Colorado College Associate Professor of Classics Sanjaya Thakur has been appointed director of the Classical Summer School at the American Academy, Rome.
The American Academy is among the preeminent institutions in Rome and is a leading American overseas research center for independent studies and advanced inquiry in the fine arts and humanities. Thakur, who will continue as associate professor and chair of CC’s Classics Department, joins the notable list of professors of classics and archaeology who have held the position, which was first established in 1923. As a recognized expert in Roman history, literature, and archaeology, he will teach a five-week course each summer with Rome serving as his classroom.

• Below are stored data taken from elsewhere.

PR #2088, opened 2016-08-23
is_ipv6_available: Create a fake zmq context on windows

t-b:
This is required as zmq_ctx_new calls WSAStartup. Without that the IPV6
socket creation always fails.

This now makes test_unbind_wildcard failing on my machine.

### DIFF
--- a/tests/testutil.hpp
+++ b/tests/testutil.hpp
@@ -339,6 +339,10 @@ is_ipv6_available(void)
     inet_pton (AF_INET6, "::1", &(test_addr.sin6_addr));
 
 #ifdef ZMQ_HAVE_WINDOWS
+    // initialize network stack
+    void *ctx = zmq_ctx_new();
+    assert(ctx);
+
     SOCKET fd = socket (AF_INET6, SOCK_STREAM, IPPROTO_IP);
     if (fd == INVALID_SOCKET)
         ipv6 = 0;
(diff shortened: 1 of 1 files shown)


bluca:
Thanks!

```
Problem: X is broken

Solution: do Y and Z to fix X
```

bluca:
Also, I think it would be better to call the function after the context is initialized in the tests.
We don't want to create multiple contexts, I think. I'll send a PR.

t-b:
@bluca Thanks for the quick reply. I'll read the contributing docs before my  next PR.

I did not move the `is_ipv6_available` call below the context intialization, as that is way too fragile for my taste. If you want to do it differently, move the is_ipv6_available call into the setup_test_environment and just call WSAStartup.

bluca:
If the test is failing on Windows, and if you can, please do send a PR to fix it. Unfortunately I do not have a Windows machine available.

From the appveyor log it's failing to bind to tcp://127.0.0.1:* when ipv6 is enabled globally, which will result in a v4-mapped-in-v6 type of address being used. I really have no idea how Windows handles that.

Appointed earlier this year after a national search, Thakur, who will serve a three-year term, begins at the Academy in June of 2021 with a group comprised of graduate students, high school Latin teachers, and some advanced undergraduates. The program takes participants to various locations around Rome and the local environs, and the itinerary includes such major sites as the Colosseum, Pantheon, and Imperial Fora, but also incorporates many others that appeal to specialists in the discipline. Participants will study the city of Rome from its origins through its medieval and renaissance phases.
“I am thrilled and honored to have been selected for this position. I look forward to introducing the archaeology of ancient Rome and the diverse history of its inhabitants to an audience of graduate students and precollegiate Latin teachers,” says Thakur. “What sets the American Academy program apart is the unparalleled access participants have to archaeological sites and museums, as well as the distinguished professors and museum staff who join the group on their excursions. Nothing compares to the access granted to members of the program — from climbing Trajan’s column to being given official permission to ‘jump the ropes’ and enter spaces normally inaccessible in the Roman forum. These are places visitors and tourists, and even most professionals in the field, can only look at from a distance.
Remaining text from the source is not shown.